Guy Marchamps : Le mot juste
Guy Marchamps ressemble à ses mots, libre et posé. On pourrait presque le confondre avec un voyageur parti à la rencontre du monde tant sa démarche empreinte de bonhomie tranche avec celle des autres passants. Bien que le poète connaisse fort probablement chaque recoin du centre-ville de Trois-Rivières, on ne se trouve pas si loin de la vérité. Rencontré devant un espresso bien tassé, il raconte les périples intérieurs qui ont précédé L’Innommé, recueil de poésie qui navigue entre une réalité aérienne et la beauté de l’insondable.
Depuis quelques années, l’auteur entassait les écrits. Alors que certains avaient eu la chance d’être publiés dans des revues ou entendus lors de lectures publiques, d’autres, plus récents, dormaient toujours dans ses tiroirs. Des poèmes inspirés par les terres intérieures inexplorées, les naissances, la barbarie tranquille, mais aussi par les créateurs qu’il admire. Parmi ceux-ci se glissent les noms de Saint-Denys Garneau et d’Emily Dickinson. "Ce sont des genres d’hommage que j’avais envie de leur faire, comme ce sont des gens importants dans ma vie. Ils sont ma nourriture. Je lis beaucoup de poésie. J’en lis tous les jours. J’ai besoin de ça", admet Marchamps.
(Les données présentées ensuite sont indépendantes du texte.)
PR #355, opened 2022-02-28
feat: Track email service setup

rutwikhdev:
* track the setup from a doctype Mail Setup
* if already setup then ignore
* setup configs in single agent job instead of looping

### DIFF
--- a/press/api/email.py
+++ b/press/api/email.py
@@ -13,6 +13,7 @@ from press.utils import log_error
 from press.api.developer.marketplace import (
 	get_subscription_info,
 )
+from press.api.site import site_config, update_config
 
 
 class PlanExpiredError(Exception):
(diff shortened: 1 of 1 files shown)


press/api/email.py
```diff
@@ -28,17 +29,33 @@ def setup(site):
...
-	site = frappe.get_doc("Site", site)
+	doc_exists = frappe.db.exists({"doctype": "Mail Setup", "site": site})
 
-	config = [
-		{"mail_login": "example@email.com"},
-		{"mail_password": "eDwuygx2j"},
-		{"mail_server": "smtp.gmail.com"},
-		{"mail_port": 587},
+	if doc_exists:
+		doc = frappe.get_doc("Mail Setup", doc_exists[0][0])
```
ruchamahabal, line 35: If you are using frappe `develop` then there was a breaking change in what `frappe.db.exists` returns. 

**Ref PR**: https://github.com/frappe/frappe/pull/16200
**Ref breaking change**: https://github.com/frappe/erpnext/pull/30342#issuecomment-1074101391
**Ref new usage**: https://github.com/frappe/frappe/wiki/Migrating-to-Version-14#return-value-of-frappedbexists

You should rewrite this as:

```python
doc = frappe.get_doc("Mail Setup", doc_exists)
```

You will have to replace all instances in press that are dependent on this behaviour 🙈
Since it returns a str and not a list anymore.

rutwikhdev: > If you are using frappe `develop` then there was a breaking change in what `frappe.db.exists` returns.
> 
> **Ref PR**: [frappe/frappe#16200](https://github.com/frappe/frappe/pull/16200) **Ref breaking change**: [frappe/erpnext#30342 (comment)](https://github.com/frappe/erpnext/pull/30342#issuecomment-1074101391) **Ref new usage**: https://github.com/frappe/frappe/wiki/Migrating-to-Version-14#return-value-of-frappedbexists
> 
> You will have to replace all instances in press that are dependent on this behaviour 🙈 Since it returns a str and not a list anymore.

Got it. We are using `develop` but it's hasn't been updated in a while, guess that's why this is still working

Le temps que cette dernière phrase s’envole, on comprend que l’auteur n’a pas menti au moment de mettre sur papier son Testament. "Je vous lègue ces mots/Auxquels j’ai donné toute ma vie/Mes vieilles pipes que j’aimais tant fumer/Jetez-les au feu pour qu’elles brûlent/Encore une dernière fois/De grâce que mes livres de poésie/Ne tombent pas entre des mains impies/Ce sont les objets auxquels je tiens le plus." Il explique doucement: "Depuis l’adolescence, je suis dans la poésie par-dessus la tête. Cela a vraiment été au centre de ma vie quand j’ai découvert qu’on pouvait dire des choses de cette façon-là. Tu pars d’une page blanche et tu crées quelque chose qui n’existe pas. En plus, tu essayes de mettre des mots sur des choses qui normalement n’en ont pas. C’est un beau défi de mettre des mots sur des sensations, sur des intuitions. Car ça fait partie du réel. Pour moi, c’est bien important. Souvent, on a tendance à penser que c’est marginal, la poésie. Ce n’est pas vrai. Novalis, qui est un poète allemand, disait que la poésie, c’est le réel absolu."
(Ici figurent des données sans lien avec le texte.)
PR #428, opened 2022-07-29
chore: check type when validating keys

sagarvora:


NagariaHussain (approved):

press/api/developer/saas.py
```diff
@@ -1,9 +1,7 @@
 import json
 import frappe
 
-
-class InvalidSecretKeyError(Exception):
-	http_status_code = 401
+from press.api.developer.marketplace import raise_invalid_key_error
```
shadrak98: isn't this should be `from press.api.developer` instead of `from press.api.developer.marketplace`? 🤔

shadrak98 (approved):
LGTM

PR #434, opened 2022-08-06
fix(marketplace): documentation link label

nextchamp-saqib:
Fix:

CleanShot 2022-08-06 at 15 50 55@2x


NagariaHussain:
🙈 It has been like this forever... 😂

Thanks!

Guy Marchamps croit d’ailleurs que ce genre littéraire sert à plonger plus profondément dans l’esprit de l’homme. "Les métaphores, les nouvelles façons qu’on a de nommer les choses, ça ouvre des espaces à l’intérieur de nous. Comme il n’y a plus rien à explorer sur la Terre, l’homme doit aller explorer à l’intérieur de lui. Et si on se fie à la psychologie et à la neurologie, il y a encore plein de choses qu’on ne sait pas." Dans L’Innommé, il oriente ses réflexions vers le langage. "Je trouve que le langage est ce qui fait qu’on est différents. La pierre ne parle pas, l’animal ne parle pas. Il n’y a que l’être humain. Des fois, on peut reprocher aux poètes de parler souvent des mots, du langage. Mais, c’est tellement vital. Ce n’est pas pour rien qu’il y a toute la convergence des médias et qu’on veut contrôler le langage, justement. C’est parce qu’on sait qu’avec les mots, c’est la liberté totale, c’est la porte de l’imaginaire."
L’Innommé, suivi de Poème d’amour à l’humanité
de Guy Marchamps
Éditions d’art Le Sabord, 2006, 71 p.